這時,浩君臉色一變,變得冷漠了許多,浩君不耐煩道:“玉佩都給你了,還有什麼好問的?”
雷見浩君神色躲閃,料想此事定有文章,於是不顧一切的追問道:“我想知道你是怎麼得到這塊玉的?這是一塊怎樣的玉佩?它的背後一定藏了許多故事吧?”
“玉佩是父親臨終前托付於我的,至於其它的事我完全不知。”浩君語氣強弱不一,分明有意隱瞞著什麼,而浩君想隱瞞的事也正是雷現在想知道的。
“怎麼會呢?我想你一定知道什麼,請告訴我吧,浩君兄!”雷用懇求的語氣向浩君追問玉佩的事。
“你不是也有一塊嗎?你應該知道的,幹嘛非要問我?”浩君不耐煩的推開雷,邊往回走邊抱怨道,“有些事還是別知道的好。”浩君的這句話擺明了是在隱瞞什麼。
“可是——”雷沒有辦法再叫會浩君,於是自言自語,“如果要我什麼都不知道的活著,我寧願能知道一切不該知道的事!”這句肺腑之言聲音雖小,但卻傳入了浩君的耳中。
“想知道的話,跟我來吧。”浩君有意停了下來,沒有回頭,隻是留下了這句話便往客棧外走去。
雷一聽浩君改變了主意,便興奮了起來,急匆匆的跟著浩君來到了一片小樹林裏。
“接著!”浩君剛停下來,便忽的扔給雷一個小包裹。
“這是?”雷雙手接下,包裹裏好像還裹著什麼。
“除了那塊玉佩,我爹還留了這個給我。”浩君坐在了一棵樹下,就地拾來一些柴火點燃,對著雷說道,“打開看看吧。
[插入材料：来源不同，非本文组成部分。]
PR #830, opened 2021-05-11
Make invoice account configurable

reynders:


reynders:
It was agreed that for now the account change will be done on the integration platform side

”
雷照浩君所說,打開了包裹,包裹禮包的竟是一隻細長的銅管,雷一時不知道這是什麼,於是問道:“這是幹什麼用的?”
“這是銅管簫,是不是很特別?”浩君看著雷,自己卻毫無表情。
“銅做的簫?看上去是新的,完全沒用過一樣。”雷細細觀察這隻特別的簫。
“因為它不是用來演奏的,所以才會這麼新。”浩君說話的語氣有些沉重。
“不是用來演奏的?那它是幹什麼用的?”雷看著這隻銅簫陣陣出神。
“是用來——殺——人——的。”浩君故意放緩了語氣。
“殺人?”雷驚訝萬分,“用簫殺人?”
“沒錯,你不知道我爹的身份所以你可能會不信。”浩君此時一點困意也沒有。
“你爹是什麼人呢?這隻簫和你爹又有什麼關係?”雷透過篝火,凝視著浩君。
“下麵我就慢慢講給你聽吧。”浩君呼了呼氣,開始了漫長的講述——
那是一個漫長的冬季,一個令人難以入睡的深夜,月亮都偷偷躲了起來。
忽的一扇門被人猛地踹開,從門外走進一名壯漢,身上厚實的棉袍把他全身裹得嚴嚴實實,棉袍上好有些白霜。然而,這時聞聲前來迎接的是位妙齡女子,身材雖有些嬌小,但卻不乏言語間的大方,女子從屋裏端出一張竹椅放在桌邊。壯漢隻是微微憋了一眼,並未在意,看著這位妙齡女子,壯漢吐了吐寒氣道:“我是來找人的,知府大人在嗎?”壯漢口氣粗獷,不過還是很禮貌。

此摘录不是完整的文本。